If we examine the reality of the 150 years since Marx wrote Capital, or the 200 or so years since the inception of industrial capitalism, despite massive transformations in technology, and the revolutionising or production, we have not seen a continual growth of unemployment, but the opposite. It's certainly true that this development of technology has seen the agricultural workforce decline massively. In the mid-19th century around 2 million people worked in agriculture, in the UK, which has now fallen to around half a million. As a proportion of the total workforce, however, the number employed in agriculture has fallen far more dramatically, down to just around 1.3% of the workforce. Yet, this decline has not resulted in all of those agricultural workers being unemployed. In the 19th century, as the proportion of agricultural workers declined, the proportion of industrial workers rose. And, indeed, the absolute number of industrial workers rose too.

Marx notes that, as technological development took place in industry, this too resulted in displaced workers being employed unproductively as domestic servants etc. Yet, this too was only a temporary situation, because as that same technological development made possible a further accumulation of industrial capital, so the number of workers increased absolutely again, and technology was introduced to make domestic labour more productive too, so that the middle classes required fewer domestic servants, and women were also freed from the chains of domestic labour, (or at least those chains were lengthened) so as to be recruited into the ranks of the post-war workforce, as it expanded rapidly.

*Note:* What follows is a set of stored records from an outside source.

PR #2656, opened 2022-02-03
Differentiate models/composite types in warnings

pimeys:
Part of: https://github.com/prisma/prisma/issues/11179


tomhoule (approved):
lgtm! It looks like it might be breaking for the TS code, let's just keep an eye on that and ping @Jolg42 .

Jolg42:
Indeed, the error message shows `Error: Cannot read property 'map' of undefined` so something is broken and I'll check this tomorrow
https://github.com/prisma/introspection-ci/commit/a43243a8698b343b1353f1b2851f989872265f3f

PR #2661, opened 2022-02-07
Fix mapped name collision on composites

pimeys:
We correctly validate that:

```prisma
type Foo {
  id Int
  id_ Int @map("id")
}
```

returns an error. But if the type was defined as:

```prisma
type Foo {
  id Int @map("foo")
  id_ Int @map("id")
}
```

we still gave a validation error. The latter should be allowed with this patch.

Closes: https://github.com/prisma/prisma/issues/11625

### DIFF
--- a/libs/datamodel/parser-database/src/attributes/map.rs
+++ b/libs/datamodel/parser-database/src/attributes/map.rs
@@ -109,15 +109,24 @@ pub(super) fn composite_type_field<'ast>(
         .insert((ctid, mapped_name), field_id)
         .is_some()
     {
-        ctx.push_error(DatamodelError::new_duplicate_field_error(
+        ctx.push_error(DatamodelError::new_composite_type_duplicate_field_error(
             &ct.name.name,
-            &ast_field.name.name,
+            mapped_name,
             ast_field.span,
         ));
     }
 
-    if ctx.db.names.composite_type_fields.contains_key(&(ctid, mapped_name)) {
-        ctx.push_error(DatamodelError::new_duplicate_field_error(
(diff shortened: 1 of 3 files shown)


libs/datamodel/parser-database/src/attributes/map.rs
```diff
@@ -109,15 +109,24 @@ pub(super) fn composite_type_field<'ast>(
...
-        ctx.push_error(DatamodelError::new_duplicate_field_error(
+    if let Some(f) = ctx.db.names.composite_type_fields.get(&(ctid, mapped_name)) {
+        let r#type = ctx.db.walk_composite_type(ctid);
+        let other_field = r#type.field(*f);
+
+        // We check mapped name collisions above. In this part, if the other
+        // field has a mapped name, they cannot collide.
+        if other_field.mapped_name().is_some() {
+            return;
+        }
```
tomhoule, line 127: I am thinking this module (Names) may be confused about what it's trying to achieve, and mixing database-level names with prisma-level names. Should the prisma-level name be in the data structure at all if there's also a mapped name?

We don't need to fix it right away, but I think we may want to.

tomhoule (approved):

do4gr (approved):

libs/datamodel/parser-database/src/attributes/map.rs
pimeys: Where would we store the prisma-level name then, the client needs it?

tomhoule: It's already in the parser database. But I get what you mean, there are name collection validation for client names as well. Will keep thinking about it.

PR #3010, opened 2022-06-27
fix(pg): js int should be sent to pg as int32

Weakky:
## Overview

fixes failing test here https://github.com/prisma/prisma-examples/runs/7059247611?check_suite_focus=true#step:5:51

JS integers were still sent as `INT8` to PG. Since JS numbers can go above `int32::MAX`, we check whether they can fit into an int32 and send them as `INT4` if they do.


Weakky:
Closing. Read [this thread](https://prisma-company.slack.com/archives/C02FZENHD4N/p1656336373122849) if you're interested why.

PR #3014, opened 2022-06-28
refactor(datamodel): move all relation reformatting logic to reformat.rs

tomhoule:
This makes it explicitly a private concern of the reformatter that the
rest of the code does not need to worry about. As a side effect, we do
not allocate anymore for potentially inferred fields in validations, and
some validations as well as lifting gets simpler.


pimeys (approved):
yikes. niiiice.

And, more recently, that same kind of transformation has occurred, with technological developments reducing the proportion of the workforce employed in manufacturing industry, as the the proportion employed in service industry has risen. It is a development I predicted, and analysed more than 30 years ago .

In fact, since the 1980's, alongside a massive rise in technological development, and rise in productivity, we have seen not a rise in global mass unemployment, as workers are displaced, but a more than doubling of the global working-class, making it for the first time the largest class on the planet. Since 2000 alone, we have seen the global working class increase by around a third, and including in newly developed economies like China, the number employed in service industry has risen as part of that process.

Rather than the situation implied in Marx's statement above, therefore, whereby 48 workers, producing only 1 hour of surplus value each, produce more surplus value than 2 workers producing 23 hours of surplus value each, what we have is a growing mass of employed labour, each of which is producing a growing mass and proportion of surplus value. It is more like the situation is one in which the rise in productivity, and subsequent rise in the rate of surplus value, enables a greater accumulation of capital, a greater employment of labour and so a greater production of surplus value and profit.